Further, by arranging the quarter-wave plate and the polarizing plate in front of the concave half mirror, the external image can be observed brightly, and at the same time, the light amount of the external light can be controlled and switched.

[Brief description of drawings]

FIG. 1 is a diagram showing a schematic configuration of a first embodiment of a head- or face-mounted display device of the present invention.

FIG. 2 is a diagram showing a schematic configuration of a second embodiment.

FIG. 3 is a perspective view showing a configuration of an example of a liquid crystal display element.
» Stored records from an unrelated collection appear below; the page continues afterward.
PR #885, opened 2021-01-21
add breadcrumb navigation component

### LINKED ISSUE #835: Add breadcrumb navigation bar below header
See https://projects.invisionapp.com/share/EQXC9CLKCR2#/screens/428088403 for an example (screenshot below):

Also see the design doc (https://docs.google.com/document/d/1fcr2DYo7OrX-qTdeUOTWKSS1rlq_47sehESmbvgUsrk/edit#) for a description of what should show and when.  Note that we are using the word "Dashboard" instead of the home icon.

* Home icon --> goes to dashboard
* breadcrumbs after that (e.g. collection show page if on an item show/edit page for an item in the collection)

peetucket:
## Why was this change made?

Fixes #835 -- add breadcrumb navigation

(Note that we are using the word "Dashboard" instead of the home icon as described in a comment in #835, which is different than what is currently shown in the wireframes).

Also for previous reviewers to this PR, for simplicity and so we can get this PR merged sooner, I reverted the help link back to where it was in the top banner bar (i.e. it is no longer changed here as it was in earlier commits). I think we can have a separate ticket to move and style the help link over on the right side of the breadcrumbs if needed in future work.

Here is an example of how it currently looks:

Screen Shot 2021-01-25 at 1 45 03 PM

Todo:

- [x] change styling to add/remove underlines or other distinguishing of links from just display labels
- [x] reduce height of breadcrumb bar
- [x] fix separator so it is a caret as shown in design

Localhost browser and new unit tests added. 

None


app/components/bread_crumb_nav_component.html.erb
```diff
@@ -0,0 +1,20 @@
+<div>
```
mjgiarlo, line 1: Minor nit: can you rename files with `bread_crumb` to `breadcrumb` and classes with `BreadCrumb` to `Breadcrumb`?

app/components/bread_crumb_nav_component.rb
```diff
@@ -0,0 +1,19 @@
...
+  end
+
+  def breadcrumb_links
+    @breadcrumbs.map do |breadcrumb|
+      if breadcrumb[:link].empty?
+        breadcrumb[:title]
+      else
+        link_to breadcrumb[:title].presence || 'No title', breadcrumb[:link], class: 'breadcrumb-link'
+      end
+    end
```
mjgiarlo, line 17: LGTM

app/controllers/application_controller.rb
```diff
@@ -10,17 +10,34 @@ class ApplicationController < ActionController::Base
   # Smartly redirect user back to URL they requested before authenticating
   # From: https://github.com/heartcombo/devise/wiki/How-To:-Redirect-back-to-current-page-after-sign-in,-sign-out,-sign-up,-update
   before_action :store_user_location!, if: :storable_location?
+  before_action :root_breadcrumb
```
mjgiarlo, line 13: Does this wind up creating a dashboard breadcrumb even on the homepage?

app/controllers/application_controller.rb
```diff
@@ -10,17 +10,34 @@ class ApplicationController < ActionController::Base
...
 
   rescue_from ActionPolicy::Unauthorized, with: :deny_access
 
   authorize :user_with_groups
 
+  attr_reader :breadcrumbs
```
mjgiarlo, line 19: Hmm, can you say what this is adding?

app/controllers/collections_controller.rb
```diff
@@ -13,6 +13,8 @@ def new
 
     @form = CollectionForm.new(collection)
     @form.prepopulate!
+
+    add_breadcrumb 'Create', ''
```
mjgiarlo, line 17: I guess the empty string has to be passed because of l35 in the application controller?

app/components/bread_crumb_nav_component.html.erb
peetucket: yes, will do

app/controllers/application_controller.rb
peetucket: Yes, good point.  Let me sort that out -- this should probably move to the dashboard controller.

app/controllers/application_controller.rb
peetucket: Isn't this needed so we can access the breadcrumbs array in the application layout (to pass to the component for rendering)?  https://github.com/sul-dlss/happy-heron/pull/885/files#diff-f43fe075643e681b2c01c2f853bb0c4299d135b47fcbd4da96890d521c49e3ebR45

app/controllers/collections_controller.rb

FIG. 4 is a diagram showing a configuration of a conventional head- or face-mounted display device.

[Explanation of symbols]

 DESCRIPTION OF SYMBOLS 1 ... Eyeball of observer 3 ... Concave mirror 4 ... Image display element (liquid crystal display element) 5 ... Concave half mirror 7 ... External light 8 ... Polarization beam splitter 9 ... (First) quarter wave plate 21 ... Second Quarter wave plate 22 ... Polarizing plate

 ─────────────────────────────────────────────────── ─── Continuation of the front page (72) Inventor Toshiro Okamura Olympus Optical Industry Co., Ltd. 2-34-2 Hatagaya, Shibuya-ku, Tokyo

Claims (2)

[Claims] 1. An image display device for displaying an observation image, a partially transmissive reflection surface for partially transmitting and partially reflecting light from the image display device, and light reflected by the partially transmissive reflection surface for an observer. In a head- or face-mounted display device having a concave mirror that reflects so as to lead to the eyeball, the partially transmissive reflective surface is formed by a polarization beam splitter, and 1 / between the polarization beam splitter and the concave mirror. A head- or face-mounted display device comprising a four-wave plate. 2. An image display device for displaying an observation image, a partially transmissive reflection surface for partially transmitting and partially reflecting light from the image display device, and light reflected by the partially transmissive reflection surface for an observer. In a head- or face-mounted display device having a concave half mirror that reflects the light so as to guide it to the eyeball, and a light amount control means provided in front of the concave half mirror, the partially transmissive reflective surface is formed by a polarization beam splitter. The first quarter of the space between the polarization beam splitter and the concave half mirror.
A head- or face-mounted display device comprising a wavelength plate and a polarizing plate and a second quarter-wave plate as the light quantity control means.